Appellate Division of the Supreme Court of New York, Fourth Department
Mar 9, 1910
137 App. Div. 397 (N.Y. App. Div. 1910)

Opinion

March 9, 1910.

Everett O. Gibbs, for the appellants.

William F. Lynn, for the respondent.


The plaintiff commenced this action in March, 1909, to recover the balance due for merchandise sold and delivered to the defendant Bacon Company, a domestic corporation, between May, 1902, and April, 1903.
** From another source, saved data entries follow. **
Issue #2300, opened 2025-06-18
[BUG] Tests utilizing `workload_resource_test` may be reporting false results


svteb:
**Describe the bug**
After #2294 it was discovered that services were somehow being checked in the `liveness` and `readiness` tasks. This prompted a change/refactor to `workload_resource_test` as services are not workload resources. This issue was fixed in #2301. Throughout testing of this change a new (bigger) issue was discovered and that was the fact that many of the tests were using `workload_resource_test` incorrectly and have been reporting faulty results _for years_.

Many tasks in testsuite rely on the `workload_resource_test` to evaluate whether a test is successful. The usual pattern is like this:

```crystal
task "some_task"
  task_response = CNFManager.workload_resource_test(args, config) do |resource, container, initialized|
    result = some_test_for_resource(resource)
    result # issue arises if this is not at the end of the block
  end

  if task_response == true:
    good_result
  else
    bad_result
  end
end
```

The issue is that the `task_response` is rubbish in most cases as the `workload_resource_test` gets evaluated as true if a bool is not the last returned value in the block, the present code uses this pattern for block evaluation:

```crystal
def self.workload_resource_test(...)
  test_passed = true

  iterate_over_resources:
    resp = yield ...  # <= resp will store the result of block evaluation (bool?)  
    test_passed = false if resp == false # test_passed will remain true if resp == nil
  end

  initialized && test_passed # will be true even if nil was passed for all resources
end
```

An example task that does not return a bool at the end of `workload_resource_test` block is `task "pod_network_latency"` (or any other test in `src/tasks/workload/reliability.cr`). `Pod_network_latency` will always evaluate as true, not taking into account the actual result of the test.

**To Reproduce**
1. Probes issue
- deploy any service and run `liveness` or `readiness` task
- The test will tell you that there are no containers defined for service thus no probes can exist.
2. The bigger issue
- Could be checked by finding some counter to `workload/reliability.cr` tests (which we coincidentally don't have).

**Resolution**
The `workload_resource_test` will get its long-overdue refactor, removing services from there altogether, while a new function will grant the support for those tasks that need to iterate over services (or any other resources kinds for that matter). The bigger issue with the tests reporting rubbish will be resolved in a second PR as it is currently unknown what are all the affected tests and whether the spec tests will even be passing.

PR #2305, opened 2025-06-26
Fix: `workload_resource_test` PART 2/2

svteb:
## Description
- Enforces proper usage of `workload_resource_test` (block iteration now requires Bool instead of Bool?)
- Prior implementation allowed for some tasks (mostly in reliability) to be completely disfunctional (always reporting the task result as passed). More info in the referenced issue.
- All the other tasks that utilized `workload_resource_test` and weren't using it in the intended way were subtly refactored.

**Some tests now utilize early exists, that is why git diff displays indentation changes as full on code changes**

Throughout the refactoring I noticed that certain tasks could do with a further touch-up, also some tasks that utilize `workload_resource_test` don't necessarily have a binary result that could be covered with a Bool, some have skips/special cases. In the future we could consider implementing some auxiliary result-reporting logic, i.e. having `workload_resource_test` return some enum like this instead of bool:

```crystal
enum TestOutcome
  Pass
  Fail(message : String)
  Skip(reason  : String)
end

task "some_task"
  task_result = workload_resource_test(...) do |...|
    if (some_prerequisite_condition_unfulfilled)
      next TestOutcome::Skip.new("No pods for #{kind}/#{name}") # currently covered through some external variable
    
    if (some_check_true)
      next TestOutcome::Pass # currently true

    TestOutcome::Fail.new("Container does not use specialized init system...") # currently false
  end
end

final = aggregate_outcomes(task_result)
CNFManager::TestCaseResult.new(final.status, final.msg)
```

Although that would introduce a split in tests (some basing task result on bool, others on a more granular structure). Well, this is just something to consider in the future.

## Issues:
Refs: #2300

## How has this been tested:
 - [ ] Verified all A/C passes
     * [ ] develop
     * [ ] master
     * [ ] tag/other branch
 - [ ] Test environment
    * [ ] New Packet K8s cluster
    * [ ] Kind cluster
 - [ ] Have not tested

## Types of changes:
 - [ ] Documentation update

## Checklist:
**Documentation**
- [ ] No updates required.

**Code Review**

**Issue**

### DIFF
--- a/src/tasks/utils/cnf_manager/cnf_manager.cr
+++ b/src/tasks/utils/cnf_manager/cnf_manager.cr
@@ -60,6 +60,8 @@ module CNFManager
   end
 
   def self.resource_refs(args, config, resource_kinds, &block : NamedTuple(kind: String, name: String, namespace: String) -> )
+    logger = Log.for("resource_refs")
+    logger.info { "Yielding resources: #{resource_kinds}" }
     kinds_filter = resource_kinds.map(&.downcase)
 
     cnf_resources(args, config) do |resource|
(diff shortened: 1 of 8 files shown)


collivier (approved):

martin-mat (approved):
lgtm

rich-l (approved):
lgtm

PR #32, opened 2020-04-22
use example env files for quicker setup

dekvall:
A very small thing but i think that this makes the (already very slick) setup process even easier


psikoi:
ooooh good idea, I'll check it out in a bit, when I'm on the computer, thanksss

psikoi:
Merged, thanks :)

PR #43, opened 2020-05-01
Fix typo in 'reasign'

emerald000:
Typos fix.

### DIFF
--- a/app/src/pages/Player/Player.jsx
+++ b/app/src/pages/Player/Player.jsx
@@ -47,7 +47,7 @@ const PERIOD_SELECTOR_OPTIONS = [
 
 const MENU_OPTIONS = [
   {
-    label: 'Reasign player type',
+    label: 'Reassign player type',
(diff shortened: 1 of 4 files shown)


psikoi:
Oops! Thanks for noticing, could you squash those into a single commit? And with a more appropriate commit message, like "Fix reassign typo"

emerald000:
Can you just squash and merge? I was hoping to just use the Github edit tools and not having to download everything with git just for this.

psikoi:
Sure, are you sure these are the only mentions of that word? I'm not currently on the computer to check

emerald000:
Yeah, those are the only 3 instances in the repo.

emerald000:
Turns out Github sucks and didn't give all the instances.

So I ended up doing things correctly anyway.

psikoi:
I was about to double check myself, seems correct now! Thanks

PR #63, opened 2020-05-03
Ctrlclick buttons

ClumsyPenguin:


psikoi:
We can yes

ClumsyPenguin:
quick verify using only anchor tag will translate it to this?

In the 3d paragraph of the complaint, in an attempt to state a cause of action against the defendant Amelia Van Deusen, it was alleged that at the time of said sale she was a stockholder in said corporation and "that thereafter and since the said first day of April, 1903, in a sale of her said stock, which was practically the whole stock of said Company, the said Amelia Van Deusen, for value received, assumed and agreed in writing to pay the plaintiff the said balance above alleged to be then owing to him by said B.H. Bacon Company, to wit, said sum of Nine hundred eighty-four dollars and one cent ($984.01), with interest thereon from April 1st, 1903."

A demurrer was interposed by each defendant on the ground that several causes of action were improperly united. After service of such demurrers and before the time to serve an amended complaint had expired, the plaintiff obtained an order requiring the defendants to show cause at a Special Term why an order should not be granted permitting the plaintiff to divide the action into two actions against the defendants severally and permitting him to serve an amended complaint upon each of the defendants in the new actions, when so ordered. The matter came on at Special Term and the order was granted dividing the causes of action in conformity to the application of the plaintiff, and granting him "leave to serve amended complaints in each of said actions as so divided, with allegations appropriate thereto, as he shall be advised."
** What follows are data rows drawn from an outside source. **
Issue #64, opened 2020-05-03
NumberLabel - Mobile support


psikoi:
Currently the NumberLabel component (that displays formatted values like +13.7m and +2345k) has a hover effect that shows the full number, but this of course cannot be done on mobile so it would be nice to have a popup on tap, that shows the full number for mobile devices

PR #70, opened 2020-05-04
Add popup tot NumberLabel so mobile users can see full value #64

RoelHermans:


psikoi:
You should create a branch for new code, and then pull request that branch

PR #71, opened 2020-05-04
Add popup to NumberLabel so mobile users can see full value #64

### LINKED ISSUE #64: NumberLabel - Mobile support

RoelHermans:
Fixes #64

### DIFF
--- a/app/src/components/NumberLabel/NumberLabel.jsx
+++ b/app/src/components/NumberLabel/NumberLabel.jsx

The causes of action alleged were on independent contracts not arising out of the same transaction, the liability of the defendant Van Deusen being in the nature of a contract of suretyship or indemnity to the person who purchased from her the stock in the corporation.

By section 542 of the Code of Civil Procedure the plaintiff might have amended his complaint of course, and without costs. If he had availed himself of this remedy it would not have relieved him from the dilemma in which he was placed by the interposition of the demurrers. He could not sever the causes of action by amending his complaint containing one cause against the defendant corporation and another independent cause of action against the defendant Van Deusen upon her contract of guaranty.
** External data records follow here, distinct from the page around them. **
PR #75, opened 2020-05-04
Show player type on icon hover

Knutakir:
This is for showing the player type on hovering the icon in a specific player page.

### DIFF
--- a/app/src/utils/player.js
+++ b/app/src/utils/player.js
@@ -23,3 +23,13 @@ export function getOfficialHiscoresUrl(player) {
 
   return `https://secure.runescape.com/m=hiscore_oldschool${suffix}/hiscorepersonal.ws?user1=${username}`;
 }
+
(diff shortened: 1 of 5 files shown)


app/src/utils/player.js
```diff
@@ -23,3 +23,13 @@ export function getOfficialHiscoresUrl(player) {
 
   return `https://secure.runescape.com/m=hiscore_oldschool${suffix}/hiscorepersonal.ws?user1=${username}`;
 }
+
+export function getTooltip(type) {
```
psikoi, line 27: Could you rename this to `getPlayerTooltip` please? As it's referenced as "getTooltip" anywhere on the app, it's a bit ambiguous.

Knutakir: Will do

psikoi:
Looks good!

The demurrers that had been interposed raised an issue of law that must be tried, unless the plaintiff could get rid of them by serving an amended complaint, and which would not accomplish the result as already suggested.

Section 497 of the Code of Civil Procedure provides: "If a demurrer to a complaint is allowed, because two or more causes of action have been improperly united, the court may, in its discretion, and upon such terms as are just, direct that the action be divided into as many actions as are necessary for the proper determination of the causes of action therein stated." The authority in pursuance of this section has been several times exercised. ( Roehr v. Liebmann, 9 App. Div. 247, 249; Myers v. Lederer, 117 id. 27, 30.)

The Code of Civil Procedure, therefore, preserves to a plaintiff his causes of action where it is held on demurrer that they are improperly united, so that he is not obliged to commence anew. If important, he is in the same condition as if the demurrer had been overruled so far as the defense of the Statute of Limitations is concerned.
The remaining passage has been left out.